* TASK ITEM: Which lines of the entries contain the string "server"? Copy each of them.

* STUDY MATERIAL:
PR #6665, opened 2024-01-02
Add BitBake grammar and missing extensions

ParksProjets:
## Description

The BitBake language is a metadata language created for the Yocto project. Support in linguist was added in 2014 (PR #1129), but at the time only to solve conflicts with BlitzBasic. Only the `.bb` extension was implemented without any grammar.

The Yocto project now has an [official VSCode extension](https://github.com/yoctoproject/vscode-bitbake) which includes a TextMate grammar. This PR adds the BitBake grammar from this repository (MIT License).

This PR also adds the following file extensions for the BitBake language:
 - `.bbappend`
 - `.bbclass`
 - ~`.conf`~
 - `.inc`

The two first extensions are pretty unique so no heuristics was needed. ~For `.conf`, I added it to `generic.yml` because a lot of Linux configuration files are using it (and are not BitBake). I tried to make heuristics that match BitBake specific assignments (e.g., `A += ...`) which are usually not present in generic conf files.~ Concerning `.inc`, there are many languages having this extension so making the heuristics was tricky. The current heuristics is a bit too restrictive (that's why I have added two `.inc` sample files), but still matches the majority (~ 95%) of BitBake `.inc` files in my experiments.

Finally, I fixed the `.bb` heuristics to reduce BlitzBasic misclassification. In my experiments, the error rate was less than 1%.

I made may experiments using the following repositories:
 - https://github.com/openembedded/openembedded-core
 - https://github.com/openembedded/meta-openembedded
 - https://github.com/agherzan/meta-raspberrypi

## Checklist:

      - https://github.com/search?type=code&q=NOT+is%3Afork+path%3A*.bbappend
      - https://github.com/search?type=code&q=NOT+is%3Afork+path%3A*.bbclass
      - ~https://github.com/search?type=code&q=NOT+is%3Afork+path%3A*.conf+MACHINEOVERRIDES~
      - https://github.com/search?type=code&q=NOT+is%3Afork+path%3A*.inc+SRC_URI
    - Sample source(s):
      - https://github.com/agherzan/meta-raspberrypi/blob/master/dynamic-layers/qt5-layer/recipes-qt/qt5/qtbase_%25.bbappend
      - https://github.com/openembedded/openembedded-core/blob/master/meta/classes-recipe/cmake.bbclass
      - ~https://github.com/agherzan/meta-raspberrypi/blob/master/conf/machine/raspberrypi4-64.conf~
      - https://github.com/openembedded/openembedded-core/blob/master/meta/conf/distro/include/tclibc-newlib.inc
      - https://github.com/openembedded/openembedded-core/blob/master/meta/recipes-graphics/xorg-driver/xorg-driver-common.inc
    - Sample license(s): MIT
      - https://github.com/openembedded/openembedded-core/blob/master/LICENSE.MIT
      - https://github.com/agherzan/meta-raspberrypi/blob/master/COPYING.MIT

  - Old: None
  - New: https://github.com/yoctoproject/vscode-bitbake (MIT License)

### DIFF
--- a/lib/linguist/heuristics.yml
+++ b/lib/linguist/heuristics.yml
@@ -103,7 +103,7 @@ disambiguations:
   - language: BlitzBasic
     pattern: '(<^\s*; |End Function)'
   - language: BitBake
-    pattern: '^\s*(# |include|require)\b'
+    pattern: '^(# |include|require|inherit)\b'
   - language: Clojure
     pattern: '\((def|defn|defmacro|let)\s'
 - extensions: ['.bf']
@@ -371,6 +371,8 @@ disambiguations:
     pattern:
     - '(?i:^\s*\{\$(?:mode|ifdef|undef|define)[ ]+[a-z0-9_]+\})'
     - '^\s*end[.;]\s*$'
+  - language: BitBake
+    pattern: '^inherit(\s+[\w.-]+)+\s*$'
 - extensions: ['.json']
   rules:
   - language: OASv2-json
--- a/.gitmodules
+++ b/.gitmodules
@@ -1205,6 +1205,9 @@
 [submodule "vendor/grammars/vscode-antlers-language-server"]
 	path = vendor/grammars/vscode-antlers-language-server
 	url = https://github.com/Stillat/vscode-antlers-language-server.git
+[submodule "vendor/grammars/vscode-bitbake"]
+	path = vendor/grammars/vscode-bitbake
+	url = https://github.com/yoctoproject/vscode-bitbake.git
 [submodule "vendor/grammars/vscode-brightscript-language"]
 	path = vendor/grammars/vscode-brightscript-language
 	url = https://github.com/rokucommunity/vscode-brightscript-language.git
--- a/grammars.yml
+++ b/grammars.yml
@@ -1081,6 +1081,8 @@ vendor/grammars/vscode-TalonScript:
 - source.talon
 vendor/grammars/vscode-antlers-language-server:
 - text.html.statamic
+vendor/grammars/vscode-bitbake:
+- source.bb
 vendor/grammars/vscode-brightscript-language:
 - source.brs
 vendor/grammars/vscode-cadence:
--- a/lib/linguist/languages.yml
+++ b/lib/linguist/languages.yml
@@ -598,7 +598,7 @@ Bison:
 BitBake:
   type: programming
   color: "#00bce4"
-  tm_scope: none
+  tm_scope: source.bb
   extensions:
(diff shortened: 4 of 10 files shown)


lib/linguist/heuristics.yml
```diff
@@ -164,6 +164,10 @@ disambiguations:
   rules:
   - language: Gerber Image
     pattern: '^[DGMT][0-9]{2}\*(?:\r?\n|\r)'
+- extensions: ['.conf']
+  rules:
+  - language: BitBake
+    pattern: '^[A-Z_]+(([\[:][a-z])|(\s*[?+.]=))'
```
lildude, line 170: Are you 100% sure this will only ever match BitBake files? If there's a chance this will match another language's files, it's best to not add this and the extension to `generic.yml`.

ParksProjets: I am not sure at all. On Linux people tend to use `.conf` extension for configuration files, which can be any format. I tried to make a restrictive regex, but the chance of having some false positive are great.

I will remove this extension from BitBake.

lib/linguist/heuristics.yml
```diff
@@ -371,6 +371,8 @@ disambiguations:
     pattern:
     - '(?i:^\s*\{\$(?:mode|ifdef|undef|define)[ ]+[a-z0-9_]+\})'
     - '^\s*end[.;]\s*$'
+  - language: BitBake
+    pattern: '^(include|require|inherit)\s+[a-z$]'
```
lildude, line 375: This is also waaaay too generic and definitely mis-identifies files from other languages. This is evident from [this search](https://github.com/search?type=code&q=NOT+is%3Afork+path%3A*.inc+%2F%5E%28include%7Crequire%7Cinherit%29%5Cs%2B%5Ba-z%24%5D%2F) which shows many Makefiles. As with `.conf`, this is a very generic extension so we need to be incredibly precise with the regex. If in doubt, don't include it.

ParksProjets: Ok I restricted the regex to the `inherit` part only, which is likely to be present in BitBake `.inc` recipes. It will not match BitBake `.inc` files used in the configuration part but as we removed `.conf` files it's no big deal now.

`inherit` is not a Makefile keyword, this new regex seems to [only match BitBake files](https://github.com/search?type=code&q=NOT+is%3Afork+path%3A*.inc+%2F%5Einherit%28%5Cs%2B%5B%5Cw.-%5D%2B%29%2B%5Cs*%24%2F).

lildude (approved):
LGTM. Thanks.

* ANSWER SPACE:
 [submodule "vendor/grammars/vscode-antlers-language-server"]
 	path = vendor/grammars/vscode-antlers-language-server
 	url = https://github.com/Stillat/vscode-antlers-language-server.git
 vendor/grammars/vscode-antlers-language-server:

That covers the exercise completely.